::: PROVIDED DATA
PR #337, opened 2022-02-10
define the purpose of the repo clearly

### LINKED ISSUE #278: Add explanation of the difference between in-tree plugins and plugins on this repo
Hello team. 

I saw https://github.com/kubernetes/kubernetes/issues/105802
And @Huang-Wei said
>  it's a good timing to consider onboard the long-requested coscheduling feature in the upstream.

I'm curious as to why this is about to be approved. (It doesn't mean I'm against it.)

It would be good to add an explanation of the difference between in-tree plugins and plugins on this repo, at least I want to know that :)

I, personally, think there is no reason to prevent adding useful plugins to in-tree, because users can disable them if they don't need them. Are the plugins in this repository developed as experimental and will be added to in-tree after they mature like `coscheduling`? Or, is `coscheduling` a special case, and will plugins that are considered unnecessary for most users be placed in this repository?

Sorry if this has already been explained somewhere.

/kind documentation

sanposhiho:
#### What type of PR is this?

/kind documentation

This PR aims to define the purpose of the repo in README. 

I am writing this based on the discussion in https://github.com/kubernetes/kubernetes/issues/105802.
Since there is no clear conclusion in that issue, we will need to discuss which criteria are really needed and which additional criteria need to be added.

Fixes #278 
Related https://github.com/kubernetes/kubernetes/issues/105802

I'm not a native English speaker and not good at English, so please review English expressions as well.


sanposhiho:
The failing should be resolved in #336.

README.md
```diff
@@ -2,6 +2,15 @@
 
 Repository for out-of-tree scheduler plugins based on the [scheduler framework](https://kubernetes.io/docs/concepts/scheduling-eviction/scheduling-framework/).
 
+This repository includes some incubating ideas of solveing real problems which is hard to be solved with only in-tree scheduler plugins. 
+You can use it directly via our providing images, use it as the library to build your custom scheduler, or use it as an incubator to build new plugins for your ideas.
+
+Whether a plugin is an in-tree plugin or a plugin here should be determined by the following points:
```
denkensk, line 8: I think this part should not appear in the README here.
Whether a plugin is an in-tree, it is needed to decide on a case-by-case basis. Even though the following conditions are met, it does not determine whether it can be placed in the in-tree.

README.md
```diff
@@ -2,6 +2,15 @@
 
 Repository for out-of-tree scheduler plugins based on the [scheduler framework](https://kubernetes.io/docs/concepts/scheduling-eviction/scheduling-framework/).
 
+This repository includes some incubating ideas of solveing real problems which is hard to be solved with only in-tree scheduler plugins.
```
denkensk, line 5: As you said, there is no clear criteria. So we can't call them incubating ideas.

I prefer to call it an enhanced scheduler based on the scheduler framework

denkensk (commented):
Thanks. 
I think REAEME is very important. 
It is to illustrate how we positioned the project. So do not want to have unclear descriptions.

And the relationship with the out-tree and in-tree should not be listed here, right? Maybe it should be in the introduction of scheduler framework?

Huang-Wei (commented):
Generally, I'm reluctant to put the statements on the top of README.md, especially given they're sort of subjective and optioned.

I'd expect we just describe the facts instead of judging which plugins should be in-tree, something like:

```
This repo provides scheduler plugins that are exercised in large companies.
These plugins can be vendored as Golang SDK libraries or used out-of-box via the pre-built images or Helm charts.
Additionally, this repo incorporates best practices and utilities to compose a high-quality scheduler plugin.
```

sanposhiho:
Thanks for reviewing @Huang-Wei @denkensk.
I applied @Huang-Wei's suggestion. 

So, we need to decide whether to in-tree or leave it here for each new plugin. It would be nice if the reason why new plugins are made as in-tree/scheduler-plugins are described somewhere. They may be useful if we decide the criteria in the future...

PR #338, opened 2022-02-14
bump go version to 1.17 in Dockerfiles

Huang-Wei:
#### What type of PR is this?

/kind failing-test

With the recent Go version bump in source code, the Go version in Dockerfile needs to upgraded as well; otherwise, it will throw an error: https://prow.k8s.io/view/gs/kubernetes-jenkins/logs/post-scheduler-plugins-push-images/1492937069842927616

```
go mod tidy: go.mod file indicates go 1.17, but maximum supported version is 1.16
```

Fixes #

### DIFF
--- a/build/controller/Dockerfile
+++ b/build/controller/Dockerfile
@@ -12,7 +12,7 @@
 # See the License for the specific language governing permissions and
 # limitations under the License.
 ARG ARCH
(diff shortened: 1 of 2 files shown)


Huang-Wei:
@seanmalloy could you kindly review this change?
::::::
- _WHAT THE TASK ASKS_:
Write out every record exactly as it appears above.

- _WRITTEN ANSWER_:
PR #337, opened 2022-02-10
define the purpose of the repo clearly

### LINKED ISSUE #278: Add explanation of the difference between in-tree plugins and plugins on this repo
Hello team. 

I saw https://github.com/kubernetes/kubernetes/issues/105802
And @Huang-Wei said
>  it's a good timing to consider onboard the long-requested coscheduling feature in the upstream.

I'm curious as to why this is about to be approved. (It doesn't mean I'm against it.)

It would be good to add an explanation of the difference between in-tree plugins and plugins on this repo, at least I want to know that :)

I, personally, think there is no reason to prevent adding useful plugins to in-tree, because users can disable them if they don't need them. Are the plugins in this repository developed as experimental and will be added to in-tree after they mature like `coscheduling`? Or, is `coscheduling` a special case, and will plugins that are considered unnecessary for most users be placed in this repository?

Sorry if this has already been explained somewhere.

/kind documentation

sanposhiho:
#### What type of PR is this?

/kind documentation

This PR aims to define the purpose of the repo in README. 

I am writing this based on the discussion in https://github.com/kubernetes/kubernetes/issues/105802.
Since there is no clear conclusion in that issue, we will need to discuss which criteria are really needed and which additional criteria need to be added.

Fixes #278 
Related https://github.com/kubernetes/kubernetes/issues/105802

I'm not a native English speaker and not good at English, so please review English expressions as well.


sanposhiho:
The failing should be resolved in #336.

README.md
```diff
@@ -2,6 +2,15 @@
 
 Repository for out-of-tree scheduler plugins based on the [scheduler framework](https://kubernetes.io/docs/concepts/scheduling-eviction/scheduling-framework/).
 
+This repository includes some incubating ideas of solveing real problems which is hard to be solved with only in-tree scheduler plugins. 
+You can use it directly via our providing images, use it as the library to build your custom scheduler, or use it as an incubator to build new plugins for your ideas.
+
+Whether a plugin is an in-tree plugin or a plugin here should be determined by the following points:
```
denkensk, line 8: I think this part should not appear in the README here.
Whether a plugin is an in-tree, it is needed to decide on a case-by-case basis. Even though the following conditions are met, it does not determine whether it can be placed in the in-tree.

README.md
```diff
@@ -2,6 +2,15 @@
 
 Repository for out-of-tree scheduler plugins based on the [scheduler framework](https://kubernetes.io/docs/concepts/scheduling-eviction/scheduling-framework/).
 
+This repository includes some incubating ideas of solveing real problems which is hard to be solved with only in-tree scheduler plugins.
```
denkensk, line 5: As you said, there is no clear criteria. So we can't call them incubating ideas.

I prefer to call it an enhanced scheduler based on the scheduler framework

denkensk (commented):
Thanks. 
I think REAEME is very important. 
It is to illustrate how we positioned the project. So do not want to have unclear descriptions.

And the relationship with the out-tree and in-tree should not be listed here, right? Maybe it should be in the introduction of scheduler framework?

Huang-Wei (commented):
Generally, I'm reluctant to put the statements on the top of README.md, especially given they're sort of subjective and optioned.

I'd expect we just describe the facts instead of judging which plugins should be in-tree, something like:

```
This repo provides scheduler plugins that are exercised in large companies.
These plugins can be vendored as Golang SDK libraries or used out-of-box via the pre-built images or Helm charts.
Additionally, this repo incorporates best practices and utilities to compose a high-quality scheduler plugin.
```

sanposhiho:
Thanks for reviewing @Huang-Wei @denkensk.
I applied @Huang-Wei's suggestion. 

So, we need to decide whether to in-tree or leave it here for each new plugin. It would be nice if the reason why new plugins are made as in-tree/scheduler-plugins are described somewhere. They may be useful if we decide the criteria in the future...

PR #338, opened 2022-02-14
bump go version to 1.17 in Dockerfiles

Huang-Wei:
#### What type of PR is this?

/kind failing-test

With the recent Go version bump in source code, the Go version in Dockerfile needs to upgraded as well; otherwise, it will throw an error: https://prow.k8s.io/view/gs/kubernetes-jenkins/logs/post-scheduler-plugins-push-images/1492937069842927616

```
go mod tidy: go.mod file indicates go 1.17, but maximum supported version is 1.16
```

Fixes #

### DIFF
--- a/build/controller/Dockerfile
+++ b/build/controller/Dockerfile
@@ -12,7 +12,7 @@
 # See the License for the specific language governing permissions and
 # limitations under the License.
 ARG ARCH
(diff shortened: 1 of 2 files shown)


Huang-Wei:
@seanmalloy could you kindly review this change?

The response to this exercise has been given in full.